• _What you should do_: Locate the word "pass" in the entries below, then gather every line that holds it.

• _Available data_:
PR #158, opened 2024-10-06
Rework & add ExclusivePages as an option for MemoryManagement 

ArthurBrussee:
# Overview 

The current memory strategy is not entirely compatible with wgpu - sub slices can't have different read / read_write annotations, which causes issues with the current allocator.

There is a "simple" allocator to work around this but it's not very performant nor does it have some things like managing alignment properly. This PR reworks the MemoryManagement setup a bit and adds a new option to use "ExclusivePages" which does not allocate any sub-slices.

## Performance

Memory wise, I suspect this allocator does have bad worst case scenarios. Allocating increasingly big allocations can leave a "trail" of old allocations in pools do not get deallocated. However, I tested this on a practical example (training splats for 1000/2000/3000 steps) and so far saw a bit _less_ memory use compared to the slices allocator. The allocator uses the bin layout of [this](https://github.com/sebbbi/OffsetAllocator) allocator which is claiming some nice properties so perhaps that helps.

The CPU performance should be slightly better than memory management with sub slices as looking for a page is simpler. Additionally, pools of the right size are now found with a binary search.

## Rework

The ExclusivePages allocator is based on the previous "small" memory pool. The slices allocator still uses one of these pools for the smallest allocations where offsets don't work.

This PR also reworks some related coda:
- There is a MemoryDeviceProperties struct now. Servers no longer have a generic Properties or FeatureSet. Instead a ClientProperties holds both a set of features and memory properties uniformally.
- The cuda device used to be lazily initialized, but that wasn't compatible with the need to construct the client with a known max memory size. However, the current wmma feature detection already immediatly instantiated the client anyway, so this lazy init could be removed.
- The memory pools don't have a "rounding strategy" anymore. I believe that for the slice allocator no rounding was actually broken anyway, and didn't make much sense to use imo.
- There's a new `MemoryUsage` struct with some stats, that can be read from a ComputeClient.
- Removed 'Chunk' in pools - it was redundant with memory page, which is a more standard terminology
- Added a method to initialize CUDA with RuntimeOptions like wgpu.
- Removed StorageUtilization. Only custom allocs (which aren't really used) used StorageUtilization::Full. It's easier to just represent everything as a slice which may or may not be the whole storage.
- Removed MemoryPoolHandle / MemoryPoolBinding and just use slice handles directly.
- Added some more tests to the MemoryManagement.

## Future

- After this PR I'd like to delete the old simple memory management and potentially the MM: MemoryManagement in a bunch of places. I think it's likely better to configure the current dynamic memory allocator with more options rather than allowing wholesale replacements. It's always possible to dispatch cheaply to another allocator anyway.

- When simple memory management is removed something needs to tell cube whether the memory allocator is wgpu spec compliant and whether it can add proper read/read_write tags.

- Probably need to measure memory usage / performance in a bit more detail. I also think this allocator might be a hard sell when pages can never be deallocated, so perhaps it needs a way for an occasional page deallocation again.


crates/cubecl-cuda/src/runtime.rs
```diff
@@ -17,15 +17,81 @@ use crate::{
...
+type Channel = MutexComputeChannel<Server>;
 
-const MEMORY_OFFSET_ALIGNMENT: u32 = 32;
+static RUNTIME: ComputeRuntime<CudaDevice, Server, Channel> = ComputeRuntime::new();
 
-type Server = CudaServer<DynamicMemoryManagement<CudaStorage>>;
+const MEMORY_OFFSET_ALIGNMENT: usize = 32;
+
+/// Initialize a client on the given device with the given options. This function is useful to configure the runtime options
+/// or to pick a different graphics API. On wasm, it is necessary to use [`init_async`] instead.
```
nathanielsimard, line 38: I think the comment is not up to date.

crates/cubecl-runtime/src/feature_set.rs
```diff
@@ -0,0 +1,41 @@
+use crate::memory_management::MemoryDeviceProperties;
+use std::collections::BTreeSet;
+
+/// The set of [features](Feature) supported by a [runtime](Runtime).
+#[derive(Debug)]
+pub struct ClientProperties<Feature: Ord + Copy> {
```
nathanielsimard, line 6: I don't think the name is right, yes it's accessed by the client, but isn't it better to name it `DeviceProperties` instead?

crates/cubecl-runtime/src/memory_management/base.rs
```diff
@@ -1,5 +1,56 @@
+use core::fmt::Debug;
+
 use crate::storage::{ComputeStorage, StorageHandle, StorageId};
 
+/// Amount of memory in use by this allocator
+/// and statistics on how much memory is reserved and
+/// wasted in total.
+pub struct MemoryUsage {
```
nathanielsimard, line 8: This is gold 🙏

crates/cubecl-runtime/src/memory_management/base.rs
```diff
@@ -1,5 +1,56 @@
...
+        // the 5 biggest allocations, to show when you an OOM.
+        let usage_percentage = (self.bytes_in_use as f32 / self.bytes_reserved as f32) * 100.0;
+        let padding_percentage = (self.bytes_padding as f32 / self.bytes_in_use as f32) * 100.0;
+        writeln!(f, "Memory Usage Report:")?;
+        writeln!(f, "  Number of allocations: {}", self.number_allocs)?;
+        writeln!(f, "  Bytes in use: {} bytes", self.bytes_in_use)?;
+        writeln!(f, "  Bytes used for padding: {} bytes", self.bytes_padding)?;
+        writeln!(f, "  Total bytes reserved: {} bytes", self.bytes_reserved)?;
+        writeln!(f, "  Usage efficiency: {:.2}%", usage_percentage)?;
+        writeln!(f, "  Padding overhead: {:.2}%", padding_percentage)
```
nathanielsimard, line 50: Could we pretty format the bytes (kb, Mb, Gb, etc.)? It would be easier to debug.

crates/cubecl-runtime/src/memory_management/dynamic.rs
```diff
@@ -1,111 +1,207 @@
...
-#[derive(new, Debug)]
-pub struct DynamicMemoryManagementOptions {
-    pools: Vec<MemoryPoolOptions>,
-    min_chunk_alignment_offset: usize,
-}
+// Bin sizes as per https://github.com/sebbbi/OffsetAllocator/blob/main/README.md
+// This guarantees that _for bins in use_, the wasted space is at most 12.5%. So as long
+// as bins have a high use rate this should be fairly efficient. That said, currently slices in
+// bins don't deallocate, so there is a chance more memory than needed is used.
+const EXP_BIN_SIZES: [usize; 200] = [
```
nathanielsimard, line 19: Is there a function that can generate those bins? It would be cool to have it here as a comment!

crates/cubecl-runtime/src/memory_management/dynamic.rs
```diff
@@ -1,111 +1,207 @@
...
-/// Reserves and keeps track of chunks of memory in the storage, and slices upon these chunks.
-pub struct DynamicMemoryManagement<Storage> {
-    min_chunk_alignment_offset: usize,
-    small_memory_pool: SmallMemoryPool,
-    pools: Vec<MemoryPool>,
-    options: Vec<MemoryPoolOptions>,
-    storage: Storage,
+enum DynamicPool {
+    Sliced(SlicedPool),
+    Simple(ExclusiveMemoryPool),
```
nathanielsimard, line 12: Could we rename Simple to Exclusive?

crates/cubecl-runtime/src/memory_management/memory_pool/exclusive_pool.rs
```diff
@@ -0,0 +1,137 @@
...
+///
+/// - Only one slice is supported per page, due to the limitations in WGPU where each buffer should only bound with
+///   either read only or read_write slices but not a mix of both.
+/// - The pool uses a ring buffer to efficiently manage and reuse pages.
+///
+/// Fields:
+/// - `pages`: A hashmap storing the allocated pages by their IDs.
+/// - `slices`: A hashmap storing the slices by their IDs.
+/// - `ring_buffer`: A vector used as a ring buffer to manage page reuse.
+/// - `index`: The current position in the ring buffer.
```
nathanielsimard, line 19: Is it necessary to add the comment on the fields? That comment could become false and outdated quite soon.

crates/cubecl-cuda/src/runtime.rs
ArthurBrussee: Fixed

crates/cubecl-runtime/src/feature_set.rs
ArthurBrussee: Yeah makes sense, fixed!

crates/cubecl-runtime/src/memory_management/base.rs
ArthurBrussee: Yeah good idea! Added some formatting. Went with base 1000 but some other tools (nvidia-smi) use kibi / mebibytes, not kilo/megabytes. Idk what's easier for people

crates/cubecl-runtime/src/memory_management/dynamic.rs
ArthurBrussee: Done

crates/cubecl-runtime/src/memory_management/memory_pool/exclusive_pool.rs
ArthurBrussee: Oh yeah the original code had this but agreed, don't like it, reminds me of python :P

crates/cubecl-runtime/src/memory_management/base.rs
nathanielsimard: Good enough I guess

nathanielsimard (approved):
🚀

PR #163, opened 2024-10-10
Add block merging and fix break parsing

wingertge:
Some fixes for the optimizer around parsing break, along with a block merging pass that merges `BasicBlocks` left over from constant branches that were removed.

All tests pass in `cubecl` several more tests pass in `burn`.


nathanielsimard (approved):
LGTM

• _Output for this task_:
Some fixes for the optimizer around parsing break, along with a block merging pass that merges `BasicBlocks` left over from constant branches that were removed.
All tests pass in `cubecl` several more tests pass in `burn`.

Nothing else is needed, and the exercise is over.